On the Need for Corporate Identifiers
Earlier this year, following the Bangladesh factory fire and subsequent building collapse, the School of Data ran a data expedition around Bangladeshi garment factory data (for example: Data Expedition story: Why garment retailers need to do more in Bangladesh; “critique”). A second, follow on data expedition will take place later this month: Online Data Expedition: Investigate the Garment Factories, October 18-20. To support this expedition, we hope to have a few more datasets to play with, including additional supplier lists, names of factories used by companies who have signed up to the Accord on Fire and Building Safety in Bangladesh, and a list of member companies of the Bangladesh Garment Manufacturers and Exporters Association (BGMEA).
Whilst the details of the investigations to be pursued as part of the data expedition are still to be decided on, the release of the list of factories (scraped data here) identified by signatories to the Accord suggests one possibility: to what extent are Bangladeshi suppliers for particular brands on this list? A related question might ask: to what extent are members of the BGMEA also signatories to the Accord?
Generalising these two questions, we have a question of the form: to what extent of members of one list of companies also members of a second list?
As the School of Data post Finding Matching Items on Separate Lists – Bangladeshi Garment Factories describes, this may not be as simple a task as we might hope for it to be…
Here’s one example why: it is easy for us to recognise that the following variations on a fictional company name – The Company Limited; The Company Ltd.; THE COMPANY LTD – all represent the same company; and we might also recognise variations on the theme: TCL, T.C.L., T-C-L as referring to the same thing. As human readers, if one variant appears on one list and another variant on the second list, we are usually able to tell that the two variants refer to the same company.
But for a simple exact string matching lookup that we are likely to use in a software application or simple computer matching algorithm, where all the characters must match exactly (even if case is ignored), we will find that “The Company Limited” is NOT matched with “The Company Ltd”, and even the full stop in “The Company Ltd.” prevents that variant being matched with “The Company Ltd”.
In order to unambiguously match companies, then, we need a better way: a way that is not subject to the arbitrary (although possibly conventional) way one person may record a specific piece of information, such as a company name, compared to another. In other words, we need to start making more use of unambiguous, unique identifiers that we can all agree on as standing for a particular company or organisation.
In the case of companies, this might conveniently be the unique company registration number associated with a company in a particular jurisdiction. In order to decode such company numbers, or develop tools that allow the easy lookup of company numbers so that can be incorporated into datasets, we need ready access to company registers, which argues in favour of releasing these registers as open data. At a larger scale, initiatives such as OpenCorporates are seeking to develop a single database with an identifier for each corporate legal entity in the world built on top of such open data releases.

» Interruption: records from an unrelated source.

PR #20102, opened 2025-03-20
test: add PDP/PLP add to cart dialog e2e test

uroslates:
Closes: https://jira.tools.sap/browse/CXSPA-9645

PR #20147, opened 2025-04-03
fix: (CXSPA-9649) Continuum E2Es - Order History

StanislavSukhanov:
* introduced a new test suite for checking accessibility concerns for order history
* adressed accessibility concerns found by a test.

* closes: https://jira.tools.sap/browse/CXSPA-9649


feature-libs/cart/base/components/add-to-cart/add-to-cart.component.html
```diff
@@ -43,7 +43,7 @@
     "
     type="submit"
     [disabled]="disabled || quantity <= 0 || quantity > maxQuantity"
-    [attr.aria-describedby]="productCode + '_header'"
+    [attr.aria-describedby]="productCode + '_productDescription'"
```
Pio-Bar: I agree with the name change here but, there are PRs currently making changes to this as well.  ([CXPA-9645](https://github.com/SAP/spartacus/pull/20102/files#diff-6bec5c108e4434baf908a2cde0c1552249b74f4f6d976b7bfca3119b302ca096L46), [CXSPA-9643](https://github.com/SAP/spartacus/pull/20149/files#diff-2d5e09de743d7b53e9f979f9de1c8fdd754560ed9971b3a1f3f8bf9a36b37972R17)) Maybe let's stick to the old one for now to avoid a mismatch?

projects/storefrontapp-e2e-cypress/cypress/e2e/accessibility/order-history.cy.ts
```diff
@@ -0,0 +1,67 @@
...
+  waitForResponse,
+} from '../../helpers/order-history';
+import { viewportContext } from '../../helpers/viewport-context';
+import { product } from '../../sample-data/checkout-flow';
+import { waitForOrderWithConsignmentToBePlacedRequest } from '../../support/utils/order-placed';
+import { isolateTestsBefore } from '../../support/utils/test-isolation';
+
+describe('Order History Page accessibility', { testIsolation: false }, () => {
+  viewportContext(['mobile', 'desktop'], () => {
+    isolateTestsBefore();
```
Pio-Bar: We should probably keep test isolation on.

It should be enough to only test the differences between mobile and desktop. We avoid re-running things if possible.

projects/storefrontapp-e2e-cypress/cypress/e2e/accessibility/order-history.cy.ts
```diff
@@ -0,0 +1,67 @@
...
+        );
+        cy.visit('/my-account/orders');
+        cy.get('.cx-order-history-code > .cx-order-history-value').then(
+          (el) => {
+            const orderNumber = el.text().match(/\d+/)[0];
+            waitForOrderWithConsignmentToBePlacedRequest(orderNumber);
+          }
+        );
+        cy.wait(300);
+      });
```
Pio-Bar: You can use the login command with (`test-user-with-orders@sap.cx.com`) account. 
It already has some orders, this should save us some time on the setup. Just make sure we don't modify any data there since it's used for other tests.

projects/storefrontapp-e2e-cypress/cypress/e2e/accessibility/order-history.cy.ts
Pio-Bar, line 1: We should follow the naming convention for AC tests.

projects/storefrontapp-e2e-cypress/cypress/e2e/accessibility/order-history.cy.ts
```diff
@@ -0,0 +1,67 @@
...
+  clickOnActionLink,
+  doPlaceOrder,
+  interceptAddToCartEndpoint,
+  interceptCartPageEndpoint,
+  orderHistoryTest,
+  verifyActionLinkHasText,
+  waitForResponse,
+} from '../../helpers/order-history';
+import { viewportContext } from '../../helpers/viewport-context';
+import { product } from '../../sample-data/checkout-flow';
```
Pio-Bar: Most of these imports aren't used. Let's remove them.

projects/storefrontapp-e2e-cypress/cypress/e2e/accessibility/order-history.cy.ts
```diff
@@ -0,0 +1,67 @@
...
+    context('Order list', () => {
+      it('Page loaded', () => {
+        cy.get('main').a11yRunContinuumTest();
+      });
+    });
+
+    context('Order details', () => {
+      it('Page loaded', () => {
+        cy.get('.cx-order-history-code > .cx-order-history-value')
+          .should('exist')
```
Pio-Bar: We should not use assertions, ideally we want tests to be failed only by Continuum itself.

projects/storefrontapp-e2e-cypress/cypress/e2e/accessibility/order-history.cy.ts
```diff
@@ -0,0 +1,67 @@
...
+          .first()
+          .click();
+
+        cy.wait(3000);
```
Pio-Bar: We shouldn't wait for arbitrary amounts of time. We can just get() an element that gets loaded instead.

Pio-Bar (changes requested):
Should we also test canceling the order within this file?

projects/storefrontapp-e2e-cypress/cypress/e2e/accessibility/order-history.e2e.cy.ts
```diff
@@ -0,0 +1,41 @@
...
+  viewportContext(['mobile', 'desktop'], () => {
+    before(() => {
+      cy.a11yContinuumSetup();
+      cy.login('test-user-with-orders@sap.cx.com', 'pw4all');
+      cy.visit('/my-account/orders');
+    });
+
+    context('Order list', () => {
+      it('Page loaded', () => {
+        cy.get('main').a11yRunContinuumTest();
```
Pio-Bar: This test will run before the content is rendered. Let's get some element that's being loaded to make Cypress wait long enough.

image

projects/storefrontapp-e2e-cypress/cypress/e2e/accessibility/order-history.e2e.cy.ts
```diff
@@ -0,0 +1,41 @@
...
+describe('Order History Page accessibility', { testIsolation: false }, () => {
+  viewportContext(['mobile', 'desktop'], () => {
+    before(() => {
+      cy.a11yContinuumSetup();
+      cy.login('test-user-with-orders@sap.cx.com', 'pw4all');
+      cy.visit('/my-account/orders');
+    });
+
+    context('Order list', () => {
+      it('Page loaded', () => {
```
Pio-Bar:
```suggestion
      it('Order list', () => {
```

Is there a need for the extra context here?

projects/storefrontapp-e2e-cypress/cypress/e2e/accessibility/order-history.e2e.cy.ts
```diff
@@ -0,0 +1,41 @@
+/*
+ * SPDX-FileCopyrightText: 2025 SAP Spartacus team <spartacus-team@sap.com>
+ *
+ * SPDX-License-Identifier: Apache-2.0
+ */
+
+import { viewportContext } from '../../helpers/viewport-context';
+
+describe('Order History Page accessibility', { testIsolation: false }, () => {
+  viewportContext(['mobile', 'desktop'], () => {
```
Pio-Bar:
```suggestion
describe('Order History Page accessibility', { testIsolation: false }, () => {
```

If I'm correct there is no difference between mobile and desktop content. If that's the case no need to test it twice. 

I can see having the test isolation off makes the test much faster, maybe we should encourage this in all our Continuum tests?

Pio-Bar (changes requested):

projects/storefrontapp-e2e-cypress/cypress/e2e/accessibility/order-history.e2e.cy.ts
```diff
@@ -0,0 +1,40 @@
...
+      cy.get('#order-history-table'); // wait until content is loaded
+      cy.get('main').a11yRunContinuumTest();
+    });
+
+    it('Order details', () => {
+      cy.get('.cx-order-history-code > .cx-order-history-value')
+        .contains('00001092')
+        .click();
+
+      cy.url().should('contain', '00001092');
```
Pio-Bar:
```suggestion
```
Additional assertions should be unnecessary. Ideally we want Access Continuum to be the only failure point.

projects/storefrontapp-e2e-cypress/cypress/e2e/accessibility/order-history.e2e.cy.ts
```diff
@@ -0,0 +1,40 @@
...
+      cy.get('.cx-order-details-cards'); // wait until content is loaded
+      cy.get('main').a11yRunContinuumTest();
+    });
+
+    it('Cancel order', () => {
+      cy.get('cx-order-details-actions .btn-secondary')
+        .contains(' Cancel Items ')
+        .click();
+      cy.url().should('contain', 'cancel');
```
Pio-Bar:
```suggestion
```
Additional assertions should be unnecessary. Ideally we want Access Continuum to be the only failure point.

Let's grab some loaded content instead. We should make sure everything is loaded each time.

projects/storefrontapp-e2e-cypress/cypress/e2e/accessibility/order-history.e2e.cy.ts
Pio-Bar, line 1: Use the suffix specified in the a11y-testing doc.`*.a11y-e2e.cy.ts` We are likely to use it in the CI setup later.

projects/storefrontapp-e2e-cypress/cypress/e2e/accessibility/order-history.e2e.cy.ts
```diff
@@ -0,0 +1,40 @@
...
+      cy.get('.AccountPageTemplate').a11yRunContinuumTest();
```
Pio-Bar: This selector returns two elements. Maybe let's try a unique selector? I'm not sure how AC will handle more then one.

Pio-Bar (changes requested):

projects/storefrontapp-e2e-cypress/cypress/e2e/accessibility/order-history.e2e.cy.ts
StanislavSukhanov: done

projects/storefrontapp-e2e-cypress/cypress/e2e/accessibility/order-history.e2e.cy.ts
StanislavSukhanov: yes, it was redundant. Thank you

projects/storefrontapp-e2e-cypress/cypress/e2e/accessibility/order-history.e2e.cy.ts
StanislavSukhanov: yes. It was better to wait for the table. fixed

Pio-Bar (approved):

Zeyber (approved):

PR #20153, opened 2025-04-07
chore: CXSPA-9746 Optimize product-search.core-e2e.cy.ts

i306028:
Merge tests to reduce overall # of tests while keeping the coverage


KateChuen (commented):
I would only change the description of this it "should navigate to the next page and display results" to something more general: "should be able to navigate to other pages and display results" or "should test pagination and display results"

KateChuen (approved):

PR #20155, opened 2025-04-07
Punchout Close Session button

FollowTheFlo:
added styling.
Close Session btn
scenario on EDIT punchout mode, we want to revert cart modification:
- when session starts, Requisition is fetched from server, cxml containing initial cart info is stored in Punchout State
- user clicks 'close session' -> we send this 'cxml containing initial cart' info to ARIBA


integration-libs/punchout/components/punchout-close-session/punchout-close-session.component.ts
```diff
@@ -0,0 +1,39 @@
...
+          ? this.punchoutStoreService.getPunchoutState()
+          : of({ punchoutSessionId: undefined });
+      }),
+      map((punchoutState) => {
+        return !!punchoutState.punchoutSessionId;
+      })
+    );
+
+  clickCloseSessionButton(): void {
+    this.punchoutFacade.closePunchoutSession().subscribe();
```
FollowTheFlo, line 37: this obs runs only once, no need to unsubscribe afterwards.

rmch91 (approved):
LGTM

So how would this help us? In the case of the Bangladeshi garment factories, if the signatories to the Accord included a company registration number on the Accord, and the members of the BGMEA also listed their company registration number, we could then unambiguously say whether or not a signatory to the Accord corresponded with a particular member of the the BGMEA.

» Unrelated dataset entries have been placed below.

PR #20161, opened 2025-04-09
feat: nightly e2e test job

andreighervan7:
ticket: [CXSPA-9739](https://jira.tools.sap/browse/CXSPA-9739)


rmch91:
I see a lot of code duplications between `ci.yml` and your workflow, and between `e2e-run-all.sh` and `e2e-cypress.sh`
I would say that it is better to encapsulate logic responsible for running e2e tests in on bash script.
And I'm not sure if we need a separate workflow for this.
What do you think if we will use ci.yaml and e2e-cypress.sh only?

What if we will add a cron job to ci.yml and in e2e-cypress.sh extend if statement with 

`elif [ "${GITHUB_EVENT_NAME}" == "schedule" ]; then ` npm run e2e:run:ci:vendor

We can create separate job in ci.yml something like   `vendor_e2e_tests:` . thanks to this, all tests will run as usual, and additionally we will run vendor tests, only if it is weekly run. We can achieve it by adding `if: ${{ github.event_name == 'schedule' }}` to the job. and inside of this job we can call e2e-cypress.sh with a new parameter  
```
run: |
          ci-scripts/e2e-cypress.sh -s vendor
```
And in bash script we can extend if statement with `elif [ "${GITHUB_EVENT_NAME}" == "schedule" ]; then ` npm run e2e:run:ci:${SUITE}"

and last step will be to extend slack trigger if statement, this one:
 ```
       if: |
          needs.build_conclusion.result == 'failure' &&
          github.event_name == 'push' &&
          github.ref_name == github.event.repository.default_branch
```

by adding event `schedule`

Please consider this as a question and the beginning of a discussion, not as an implementation guide. My suggestion might also have some drawbacks — I haven’t looked deeply into the topic. Feel free to share your thoughts.

File: .github/workflows/ci.yml [hunk 1]
```diff
@@ -333,3 +333,4 @@ jobs:
           needs.build_conclusion.result == 'failure' &&
           github.event_name == 'push' &&
           github.ref_name == github.event.repository.default_branch
+
```
rmch91: we can remove this change to have clear diff

.github/workflows/e2e-vendor.yml
```diff
@@ -0,0 +1,335 @@
+name: E2E vendor tests
+
+on:
+  push:
+  #schedule:
+  #   Runs every day at 10:00 (UTC)
```
rmch91: Don' forget to uncomment cron job

.github/workflows/e2e-vendor.yml
```diff
@@ -0,0 +1,335 @@
...
+    runs-on: ubuntu-latest
+    if: ${{ always() }}
+    steps:
+      - name: Required build failed
+        uses: actions/github-script@v7
+        with:
+          script: |
+            core.setFailed('Build failed')
+        if: |
+          needs.no_retries.result == 'failure' || needs.no_retries.result == 'cancelled' ||
```
rmch91: we don't have `no_retries` job in this workflow

.github/workflows/e2e-vendor.yml
```diff
@@ -0,0 +1,335 @@
...
+                      "value": "buid_history",
+                      "url": "https://github.com/SAP/spartacus/actions/workflows/ci.yml?query=branch%3Adevelop"
+                    }
+                  ]
+                }
+              ]
+            }
+        if: |
+          needs.build_conclusion.result == 'failure' &&
+          github.event_name == 'push' &&
```
rmch91: this slack notification will never be triggered because event_name will be not push in our case

.github/workflows/e2e-vendor.yml
```diff
@@ -0,0 +1,335 @@
...
+          github.ref_name == github.event.repository.default_branch
```
rmch91: this condition I think also redundant

ci-scripts/e2e-cypress.sh
```diff
@@ -126,6 +126,7 @@ if [[ "${SSR}" = true ]]; then
         echo "Running full Cypress end-to-end tests"
         npm run e2e:run:ci:ssr
     fi
+
```
rmch91: revert this change to not include unrelated changes to the PR

ci-scripts/e2e-cypress.sh
```diff
@@ -157,4 +158,4 @@ else
         echo "Running full Cypress end-to-end tests"
         npm run e2e:run:ci"${SUITE}"
     fi
-fi
+fi
```
rmch91, line 193: same as above

package.json
```diff
@@ -71,17 +71,24 @@
...
     "e2e:run:ci:asm": "npm --prefix ./projects/storefrontapp-e2e-cypress run cy:run:ci:asm",
     "e2e:run:ci:ccv2": "npm --prefix ./projects/storefrontapp-e2e-cypress run cy:run:ci:ccv2",
     "e2e:run:ci:ccv2-b2b": "npm --prefix ./projects/storefrontapp-e2e-cypress run cy:run:ci:ccv2-b2b",
     "e2e:run:ci:ccv2-product-configurator": "npm --prefix ./projects/storefrontapp-e2e-cypress run cy:run:ci:ccv2-product-configurator",
     "e2e:run:ci:cdc-b2b": "npm --prefix ./projects/storefrontapp-e2e-cypress run cy:run:ci:cdc-b2b",
+    "e2e:run:ci:cdc-b2b-v2": "npm --prefix ./projects/storefrontapp-e2e-cypress run cy:run:ci:cdc-b2b-v2",
     "e2e:run:ci:segment-refs": "npm --prefix ./projects/storefrontapp-e2e-cypress run cy:run:ci:segment-refs",
+    "e2e:run:ci:segment-refs-v2": "npm --prefix ./projects/storefrontapp-e2e-cypress run cy:run:ci:segment-refs-v2",
     "e2e:run:ci:opps": "npm --prefix ./projects/storefrontapp-e2e-cypress run cy:run:ci:opps",
+    "e2e:run:ci:opps-v2": "npm --prefix ./projects/storefrontapp-e2e-cypress run cy:run:ci:opps-v2",
```
rmch91: I don't think `-v2` is understandable. Looking ot it for the first time, I thought that there are two implementations of module, regular one and modernised v2, like we have in `myaccount`. But it is not the case.
What do you think about `e2e:run:ci:vendor:opps`, `e2e:run:ci:vendor:cdc` etc. And similar approach in cypress package.json

projects/storefrontapp-e2e-cypress/package.json
```diff
@@ -16,26 +16,33 @@
...
-    "cy:run:ci:opps": "cypress run --config-file cypress.config.ci.ts --env API_URL=https://api.cg79x9wuu9-eccommerc1-s5-public.model-t.myhybris.cloud/ --tag \"opps\" --group OPPS --spec \"cypress/e2e/vendor/opps/*.e2e.cy.ts\"",
+    "cy:run:ci:cds": "cypress run --config-file cypress.config.ci.ts --record --key $CYPRESS_KEY --tag \"2011,b2c,all-cds\" --group CDS --parallel --spec \"cypress/e2e/vendor/cds/**/*.core-e2e.cy.ts\"",
+    "cy:run:ci:cdc": "cypress run --config-file cypress.config.ci.ts  --record --env API_URL=https://api.cg79x9wuu9-eccommerc1-s1-public.model-t.myhybris.cloud/ --tag \"2005,cdc\" --parallel --group CDC --spec \"cypress/e2e/vendor/cdc/b2c/*.e2e.cy.ts\"",
+    "cy:run:ci:cdc-v2": "cypress run --config-file cypress.config.ci.ts --record  --key $CYPRESS_KEY --env API_URL=https://api.cg79x9wuu9-eccommerc1-s1-public.model-t.myhybris.cloud/ --tag \"2005,cdc\" --parallel --group CDC --spec \"cypress/e2e/vendor/cdc/b2c/*-e2e.cy.ts\"",
```
rmch91: same comment as above about -v2. I would rather group all scripts that we are using in the workflow under :vendor:

rmch91 (changes requested):

.github/workflows/e2e-vendor.yml
```diff
@@ -0,0 +1,342 @@
+name: E2E vendor tests
```
rmch91, line 1: image
I don't see other tests, like asm, product-configurator.

.github/workflows/e2e-vendor.yml
```diff
@@ -0,0 +1,342 @@
...
+                      "type": "button",
+                      "text": {
+                        "type": "plain_text",
+                        "text": "Failed build",
+                        "emoji": true
+                      },
+                      "value": "failed_build",
+                      "url": "${{ github.server_url }}/${{ github.repository }}/actions/runs/${{ github.run_id }}"
+                    },
+                    {
```
rmch91, line 161: Work please on slack message. It is not relevant. 
We don't need a link to "What was committed". There are no commits in our case.

I thinks slack message "Broken build on feature/CXSPA-9739" Also could be more informative. For example "Vendor E2E Tests Failed".

.github/workflows/e2e-vendor.yml
```diff
@@ -0,0 +1,342 @@
...
+                      "type": "button",
+                      "text": {
+                        "type": "plain_text",
+                        "text": "Build history",
+                        "emoji": true
+                      },
+                      "value": "buid_history",
+                      "url": "https://github.com/SAP/spartacus/actions/workflows/ci.yml?query=branch%3Adevelop"
```
rmch91: You should link proper file

projects/storefrontapp-e2e-cypress/package.json
```diff
@@ -16,26 +16,33 @@
...
-    "cy:run:ci:opps": "cypress run --config-file cypress.config.ci.ts --env API_URL=https://api.cg79x9wuu9-eccommerc1-s5-public.model-t.myhybris.cloud/ --tag \"opps\" --group OPPS --spec \"cypress/e2e/vendor/opps/*.e2e.cy.ts\"",
+    "cy:run:ci:cds": "cypress run --config-file cypress.config.ci.ts --record --key $CYPRESS_KEY --tag \"2011,b2c,all-cds\" --group CDS --parallel --spec \"cypress/e2e/vendor/cds/**/*.core-e2e.cy.ts\"",
+    "cy:run:ci:cdc": "cypress run --config-file cypress.config.ci.ts  --record --env API_URL=https://api.cg79x9wuu9-eccommerc1-s1-public.model-t.myhybris.cloud/ --tag \"2005,cdc\" --parallel --group CDC --spec \"cypress/e2e/vendor/cdc/b2c/*.e2e.cy.ts\"",
+    "cy:run:ci:vendor:cdc": "cypress run --config-file cypress.config.ci.ts --record  --key $CYPRESS_KEY --env API_URL=https://api.cg79x9wuu9-eccommerc1-s1-public.model-t.myhybris.cloud/ --tag \"2005,cdc\" --parallel --group CDC --spec \"cypress/e2e/vendor/cdc/b2c/*-e2e.cy.ts\"",
```
rmch91, line 34: When we are creating separate set of scripts, :vendor:, I think we should revert changes from the original scripts like cy:run:ci:cdc, because we don't know what code owners do with their initial scripts.

rmch91 (changes requested):

.github/workflows/e2e-vendor.yml
```diff
@@ -0,0 +1,395 @@
...
+   # - cron: "0 10 * * *"
+  workflow_dispatch:
+
+env:
+  CYPRESS_KEY: ${{ secrets.CYPRESS_KEY }}
+  NODE_VERSION: '20'
+  CONTINUUM_REGISTRY_TOKEN: ${{ secrets.CONTINUUM_REGISTRY_TOKEN }}
+
+jobs:
+  no_retries:
```
rmch91: I don't think we need no_retries job here.

.github/workflows/e2e-vendor.yml
rmch91: You don't fix this comment

.github/workflows/e2e-vendor.yml
```diff
@@ -247,8 +248,58 @@ jobs:
           BUILD_NUMBER: ci-build-number-${{ github.event.pull_request.head.sha || github.run_id }}
         run: |
           ci-scripts/e2e-cypress.sh -s cds
+   asm_e2e_tests:
```
rmch91: This line is underlined on my local, problem with indents. Isn't it highlighted on your?

.github/workflows/e2e-vendor.yml
```diff
@@ -247,8 +248,58 @@ jobs:
...
+          restore-keys: nodemodules-${{ github.event.pull_request.base.sha }}
+      - name: Run e2es
+        env:
+          SPA_ENV: b2c
+          BUILD_NUMBER: ci-build-number-${{ github.event.pull_request.head.sha || github.run_id }}
+        run: |
+          ci-scripts/e2e-cypress.sh -s product-configuration
   build_conclusion:
-    needs: [cdc_b2c_e2e_tests, cdc_b2b_e2e_tests, cdp_b2c_e2e_tests, segment_refs_e2e_tests, digital_payments_e2e_tests, opps_e2e_tests, s4_service_e2e_tests, epd_visualization_e2e_tests, cds_e2e_tests]
+    needs: [cdc_b2c_e2e_tests, cdc_b2b_e2e_tests, cdp_b2c_e2e_tests, segment_refs_e2e_tests, digital_payments_e2e_tests, opps_e2e_tests, s4_service_e2e_tests, epd_visualization_e2e_tests, cds_e2e_tests, asm_e2e_tests, product_configurator_e2e_tests]
```
rmch91: Missing libs from `vendor` folder:

1. cpq
2. estimated-delivery-date
3. omf
4. opf
5. pdf-invoices
6. pickup-in-store
7. requested-delivery-date
8. s4om

.github/workflows/e2e-vendor.yml
```diff
@@ -294,7 +347,7 @@ jobs:
                   "type": "section",
                   "text": {
                     "type": "mrkdwn",
-                    "text": ":nuclear-bomb: :fireduck: *Broken build on ${{ github.ref_name }}*"
+                    "text": ":nuclear-bomb: :fireduck: *Vendor E2E Tests Failed on ${{ github.ref_name }}*"
```
rmch91: I don't think we need branch name in the message. It will be triggered always on develop

rmch91 (changes requested):

.github/workflows/e2e-vendor.yml
```diff
@@ -0,0 +1,592 @@
+name: E2E vendor tests
```
rmch91, line 1: It seems like we are running everything what we need now.
Do you think we can refactor this workflow somehow? Do you see any fields for improvements?

rmch91 (changes requested):

.github/workflows/e2e-vendor.yml
andreighervan7: for refactoring, i tried to put everything in one job, but didn't work

rmch91: 1. You have a lot of unrelated changes on your PR. Something with prettier? Fix this please, leave only changes related to your task
2. Please merge latest develop to you branch and resolve conflicts
3. About refactoring, how did you try to achieve this? Did you try to do this with [Matrix](https://docs.github.com/en/actions/writing-workflows/choosing-what-your-workflow-does/running-variations-of-jobs-in-a-workflow) maybe?

andreighervan7: yes i tried with matrix

rmch91: Can you share any commit where I can check how you did it? 
What specific issues did you encounter? What exactly isn't working?

andreighervan7: https://github.com/SAP/spartacus/pull/20161/commits/32895a735ae088af61d453536f0814d1c6e598a7

rmch91: What specific issues did you encounter? What exactly isn't working?

rmch91: Ok, I checked it on commit you provided. 
It appears that by default github cancel all jobs in matrix when one of them failed.
But i think there is a possibility to change the default behaviour. Can you check [this](https://docs.github.com/en/actions/writing-workflows/choosing-what-your-workflow-does/running-variations-of-jobs-in-a-workflow#handling-failures) section in the docs please and try in your solution?

andreighervan7: ok, thanks

.github/workflows/e2e-vendor.yml
```diff
@@ -0,0 +1,169 @@
...
+jobs:
+  vendor_e2e_tests:
+    name: E2E tests for vendor
+    runs-on: ubuntu-latest
+    strategy:
+      fail-fast: false
+      matrix:
+        include:
+          - suite: vendor:cdc
+            spa_env: cdc,b2c
```
rmch91, line 23: image
The name of specific test is not readable as it could be. My propose is to add additional parameter to each matrix element, for example:
```shell
- test_name: E2E tests for S4 Service
spa_env: s4-service,b2b
suite: vendor:s4-service
``` 

And to use it in 
`- name: Run ${{ matrix.test_name }}` instead of `Run E2E suite ${{ matrix.suite }}`.

.github/workflows/e2e-vendor.yml
```diff
@@ -0,0 +1,169 @@
+name: E2E tests
```
rmch91: Please make the name more specific. This is a workflow name, and it should clearly indicate what it does when viewed in the list of workflow names.

.github/workflows/e2e-vendor.yml
rmch91: and in this part also use Run ${{ matrix.test_name }
```
vendor_e2e_tests:
    name: E2E tests for vendor
```

rmch91 (changes requested):

PR #459, opened 2023-10-09
Nvterm test

alexvoelker:


alexvoelker:
added terminal functionality in the nvim editor window

PR #462, opened 2023-10-10
Fix help for indent-blankline plugin

Alvaro-Kothe:
Since version 3 `:help indent_blankline` no longer works. Replace it with `:help ibl`.


feoh:
Thanks for the fix! Merged.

If the supplier/factory lists published by the brands listed company registration numbers of the factory operators, we could unambiguously compare supplier lists with signatories to the Accord. Civil society organisations have campaigned for greater transparency in this field for years. Recently we have however also seen for-profit companies recognise that they often do not know who is sewing their clothes. In other words if a global garment brand would like to ensure that their global network of 774 factories were all certified under agreements such as the Bangladesh Safety Accord, it is in fact incredibly difficult to monitor as long as companies do not have unique identifiers.
In each case, the publication of company identifiers would improve transparency, because there would be no ambiguity about which companies were being referred to. However, there might still be some issues in distinguishing between:
- the operator of a particular factory premises;
- a company that was manufacturing garments within a particular factory;
- the particular factory premises within which garment manufacturing was taking place.
As ever, once you start trying to pin down the data associated with a particular investigation, you need to very clear about what exactly the data refers to!
Nonetheless, the point can still be made that way companies are mentioned as such, it also makes sense to include a reference to their company registration number of possible, because this uniquely and unambiguously identifies a company in a way that just providing its name does not.